Reportagem pró-leite respondida

A revista Superinteressante se prepara para publicar, na sua edição de fevereiro, uma reportagem – já disponível no seu site desde 24 de janeiro – que, sob a máscara de “desmitificar” o temor das pessoas de ingerir lactose, incentiva abertamente o consumo de leite.

Suspeita de ter sido escrita sob demanda de criadores de vacas “leiteiras” e de parte da indústria de laticínios – e coincidindo com o lançamento dos leites de coco prontos para beber da marca Do Bem -, trata-se de um verdadeiro publieditorial mascarado de matéria informativa.

E embora diga estar “desfazendo mitos” sobre o consumo de leite e lactose, está na verdade reafirmando como “verdades” argumentos claramente falsos sobre a alegada “necessidade” de os seres humanos beberem leite de vaca e consumirem seus derivados.
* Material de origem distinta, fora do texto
PR #180, opened 2021-01-31
Implement postgres support

andrasmaroy:
Adding support for posgres, clicked through the major functions on UI with all 3 drivers and everything seems to be working fine.


viktorstrate:
Awesome thank you for the pull-request!

Looks good, I will test it properly soon. 👍

PR #193, opened 2021-02-12
Infinite scroll pagination

viktorstrate:
### Todo

- [x] Timeline page
- [x] Albums page
- [x] Loading indicator


eyenx:
Has pagination been added to public shared albums too? On a shared album I just see 200 photos and no more.

viktorstrate:
@eyenx you're right the limit is just hard-coded to 200. This should be an easy fix though. I'll open a new issue for it to better remember it. Thank you!

PR #210, opened 2021-02-23
V2 ignore directories

Kjeldgaard:
Hi,

I've updated the ignore directory feature to work with V2. It looks for .photoviewignore files in all folders. If a .photoviewignore file is found, the rules are appended to the current set of rules. All subdirs inherit the ignore rules from the parent. Only dirs are ignore, not files.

Se você leu a matéria da Super no site ou na revista, recomendo enfaticamente que leia também esta resposta vegana, que esclarecerá se realmente precisamos consumir esse líquido cuja extração acarreta consequências absurdas para vacas, os bezerros e o meio ambiente.
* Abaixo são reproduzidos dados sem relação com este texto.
PR #213, opened 2021-02-23
V2 Ignore Directories

Kjeldgaard:
Looks for .photoviewignore file in all root dirs and potential subdirs.
Subdirs inherit the ignore rules from parent dir. If a .photoviewignore
file is found in a subdir, the new ignore rules are appended to the
existing ignore rules.

Ignore match engine is from 'github.com/sabhiram/go-gitignore'.

### DIFF
--- a/api/scanner/scanner_user.go
+++ b/api/scanner/scanner_user.go
@@ -101,7 +101,7 @@ func findAlbumsForUser(db *gorm.DB, user *models.User, album_cache *AlbumScanner
 
 		// Skip this dir if in ignore list
 		ignorePaths := ignore.CompileIgnoreLines(albumIgnore...)
-		if (ignorePaths.MatchesPath(albumPath)) {
+		if (ignorePaths.MatchesPath(albumPath + "/")) {
 			log.Printf("Skip, directroy %s is in ignore file", albumPath)
 			continue
 		}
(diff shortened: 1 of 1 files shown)


Kjeldgaard:
Now a clean PR.

viktorstrate:
I just tested it and it overall looks great!

### Trailing slashes
One small issue that I found while testing is that it won't ignore patterns if they end in a slash.
As albums are directories I think that should be allowed.

```
test_album/   # will not work
test_album    # does work
```

I think it would be as easy as replacing
```go
if (ignorePaths.MatchesPath(albumPath))
``` 
with
```go
if (ignorePaths.MatchesPath(albumPath + "/")) {
```


### Support files as well?

I thought it would be a nice addition if files/media could be ignored as well, I imagine it could be nice if you eg. wanted to completely ignore all media of a certain file extension.

I think this could easily be added, but if you don't want to I will gladly merge it anyways.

Respondendo aos mitos pró-leite da Superinteressante

Couve-manteiga, couve folha
Couve-manteiga, uma ótima fonte vegetal de cálcio que substitui o leite animal

A reportagem inicialmente narra a história da criação de vacas “leiteiras” e da produção e consumo de leite não humano e traz informações sobre por que existem tantos seres humanos com intolerância à lactose.

O ponto problemático é quando traz argumentos que defendem explicitamente o consumo de leite e laticínios – e são eles que este artigo enfoca ao responder a matéria. Respondo, a seguir, cada trecho que os exibe:

 

Não é a mesma coisa: substituir o leite [de vaca] por leites vegetais não tem o mesmo efeito.
Coco: 7g de carboidratos, menos de 1g de proteína, sem fósforo, 45% [porcentagem que não se revela ao que se refere] de cálcio, 25% de vitamina D, preço R$18.
Amêndoa: 8g de carboidratos, 1g de proteína, sem fósforo, 45% de cálcio, 25% de vitamina D, R$27.
Soja: 9g de carboidratos, 8g de proteína, 25% de fósforo, 45% de cálcio, 30% de vitamina D, R$9.
Vaca: 12g de carboidratos, 8g de proteína, 25% de fósforo, 30% de cálcio, 25% de vitamina D, R$3.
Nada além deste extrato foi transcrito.